• _What to produce_
Would you return the entries below word for word?

Stored data
§ §
PR #863, opened 2021-03-22
Change float regex

ConnorSmith-pf:
Mathematica uses uppercase and lowercase. Euler's number therefore can be uppercase or lowercase, however only lowercase was checked for in the FLOAT RegEx.


pokoli:
Hi @ConnorSmith-pf 

Thanks for creating a pull request. 
Could you plese remove the commit that updates the minified file? This is automatically managed by our release process.

ConnorSmith-pf:
Hi @pokoli 

Apologies, I've reverted that commit!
§ §
• _Task result_
PR #863, opened 2021-03-22
Change float regex

ConnorSmith-pf:
Mathematica uses uppercase and lowercase. Euler's number therefore can be uppercase or lowercase, however only lowercase was checked for in the FLOAT RegEx.


pokoli:
Hi @ConnorSmith-pf 

Thanks for creating a pull request. 
Could you plese remove the commit that updates the minified file? This is automatically managed by our release process.

ConnorSmith-pf:
Hi @pokoli 

Apologies, I've reverted that commit!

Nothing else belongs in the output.